● **Instructions for the task**
Copy the listing below line for line, from its opening line to the one with "PR #747, opened 2019-05-22", both included; stop there.

--*--

PR #736, opened 2019-05-16
ON-1874 Standards shown on the standards tab in the dashboard are effective in future or today

ChrisJWoodcock:


martin-hornsby:
Was just thinking, could we make this query tidier (and a tad more performant) by using NULL COALESCE:

```
and ISNULL(os.effectiveTo, SYSDATETIME()) > GETDATE())
and ISNULL(JSON_VALUE(StandardData,'$.EffectiveTo'), SYSDATETIME()) > GETDATE())
```

ChrisJWoodcock:
> Was just thinking, could we make this query tidier by using ISNULL function or COALESCE:
> 
> ```
> AND ISNULL(os.effectiveTo, SYSDATETIME()) > GETDATE())
> AND ISNULL(JSON_VALUE(StandardData,'$.EffectiveTo'), SYSDATETIME()) > GETDATE())
> ```

That is a good idea, however it has been done the long way because that is how it is done in lots of other places; it would be better done everywhere as a function and if it was done even as a function then ISNULL(... , @MAX_DATE) > GETDATE() is better because using SYSDATETIME() as 3 nanoseconds > GETDATE() due to a rounding error isn't clear what is being checked and may change in the future.

PR #739, opened 2019-05-16
On 1208 user management

davidgouge:


davidgouge:
Closed as no longer required

PR #747, opened 2019-05-22
ON-1525 Updated SQL for search for ILRs using uln as per alan recommendation

arshedmust:


arshedmust:
Removed the order statement

PR #748, opened 2019-05-22
Apr 471 ukrlp service is unavailable

MarkFCain:


src/SFA.DAS.AssessorService.Web.Staff/Controllers/Roatp/AddRoatpOrganisationController.cs
```diff
@@ -53,12 +54,22 @@ public async Task<IActionResult> UkprnPreview(AddOrganisationViaUkprnViewModel m
...
             }
-            var details = await _ukrlpClient.Get(model.UKPRN);
 
+            UkrlpProviderDetails details;
+
+            try
+            {
+                details = await _ukrlpClient.Get(model.UKPRN);
+            }
+            catch (Exception)
```
David-B-Read: Can this be a more specific exception handler?

src/SFA.DAS.AssessorService.Web.Staff/Views/Roatp/UkprnIsUnavailable.cshtml
```diff
@@ -0,0 +1,172 @@
+﻿@model SFA.DAS.AssessorService.Web.Staff.ViewModels.Roatp.UkrlpNotFoundViewModel
+
+@{ ViewBag.Title = "UKRLP Not Found"; }
```
David-B-Read: Does this title need updating?

PR #750, opened 2019-05-23
On 1862 remove user

davidgouge:


src/SFA.DAS.AssessorService.Application.UnitTests/Handlers/Contacts/WhenRetrieveContactsWithPrivileges.cs
```diff
@@ -19,48 +19,49 @@ public class WhenRetrieveContactsWithPrivileges
     {
         private List<ContactsWithPrivilegesResponse> _result;
```
martin-hornsby: Is this unit tested needed anymore? Should it be replaced with something else? ;)

PR #753, opened 2019-05-24
Ukrlp branch new flow

MarkFCain:
This is a subbranch based on the first branch APR-458 that will be the basis for a new flow in the roatp entry process.  It will run parallel to master, and is for the ROATP team


MarkFCain:
This is being merged into admin-services, and no longer needed in assessor-service

PR #756, opened 2019-05-24
ON-1568 : External API Data Sync for DEMO playground

martin-hornsby:


martin-hornsby:
Whilst doing required changes to the Domain / DB Context I found a couple of minor issues that should be addressed as Tech Debt. As some of these would cause cascading namespace changes throughout the codebase, I have left things as is due to the fact that I didn't want to make this Pull Request become any bigger that what it already is.

martin-hornsby:
This has been closed. A new branch will be opened in its place

PR #757, opened 2019-05-24
ON-1639 - Update title & link to Completed Assessements

martin-hornsby:


src/SFA.DAS.AssessorService.Web.Staff/Views/Apply/Financial/Graded.cshtml
```diff
@@ -15,7 +15,7 @@
                 <span class="bold">@Model.QnAData.FinancialApplicationGrade.SelectedGrade</span>.
             </p>
         </div>
-        <p>You can view previous evaluations, including this one in the <a asp-action="PreviousApplications" asp-controller="Financial">previous assessments</a> area.</p>
+        <p>You can view previous evaluations, including this one in the <a asp-action="ClosedApplications" asp-controller="Financial">completed assessments</a> area.</p>
```
ChrisJWoodcock: Why is the action method not called CompletedApplications?

martin-hornsby: This has been changed

PR #759, opened 2019-05-28
ON-1637 New search results page layout

arshedmust:


src/SFA.DAS.AssessorService.Web/Views/OrganisationSearch/Results.cshtml
```diff
@@ -75,28 +74,21 @@
                                         <input asp-for="Postcode" value="@result.Address?.Postcode" type="hidden" />
 
                                         <p class="govuk-body govuk-!-margin-top-4">
-                                            <button type="submit" class="govuk-button govuk-button--looks-like-link">@result.Name</button>
+                                            <button type="submit" class="govuk-button govuk-button__looks-like-link--No-Decoration">@result.Name</button>
```
gdbarnes: Why do we need to style this with no underline?

gdbarnes: Actually looking at the ticket I can see you've just followed the design. Maybe make the class lowercase if you can be bothered!

PR #764, opened 2019-05-30
On 1748 new user request access

arshedmust:


src/SFA.DAS.AssessorService.Web/Views/OrganisationSearch/Results.cshtml
```diff
@@ -8,7 +8,7 @@
     bool showErrors = TempData["ShowErrors"] as bool? ?? false;
 }
 
-<a asp-action="Index" asp-controller="OrganisationSearch" class="govuk-back-link">Search again</a>
+@*<a asp-action="Index" asp-controller="OrganisationSearch" class="govuk-back-link">Search again</a>*@
```
ChrisJWoodcock: Did you mean to comment this out? - if it won't be brought back soon it should be removed.

arshedmust: Yes I meant to comment this out. Will see when testers test it if this is still needed. According to the story it has been removed. But user cannot now go back to the original page.

ChrisJWoodcock: You need to query that with a BA and get the AC's to clarify and then remove it or put it back in

alandburns: Let's get this to the testers.

alandburns:
Has been merged to ON-1637

PR #258, opened 2023-01-05
Example fix

morrowcj:
added doscstrings for optimal harvest index.


morrowcj:
closing PR, since this was just an example for fixathon 2023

--*--

● **Problem solution**
PR #736, opened 2019-05-16
ON-1874 Standards shown on the standards tab in the dashboard are effective in future or today

ChrisJWoodcock:


martin-hornsby:
Was just thinking, could we make this query tidier (and a tad more performant) by using NULL COALESCE:

```
and ISNULL(os.effectiveTo, SYSDATETIME()) > GETDATE())
and ISNULL(JSON_VALUE(StandardData,'$.EffectiveTo'), SYSDATETIME()) > GETDATE())
```

ChrisJWoodcock:
> Was just thinking, could we make this query tidier by using ISNULL function or COALESCE:
> 
> ```
> AND ISNULL(os.effectiveTo, SYSDATETIME()) > GETDATE())
> AND ISNULL(JSON_VALUE(StandardData,'$.EffectiveTo'), SYSDATETIME()) > GETDATE())
> ```

That is a good idea, however it has been done the long way because that is how it is done in lots of other places; it would be better done everywhere as a function and if it was done even as a function then ISNULL(... , @MAX_DATE) > GETDATE() is better because using SYSDATETIME() as 3 nanoseconds > GETDATE() due to a rounding error isn't clear what is being checked and may change in the future.

PR #739, opened 2019-05-16
On 1208 user management

davidgouge:


davidgouge:
Closed as no longer required

PR #747, opened 2019-05-22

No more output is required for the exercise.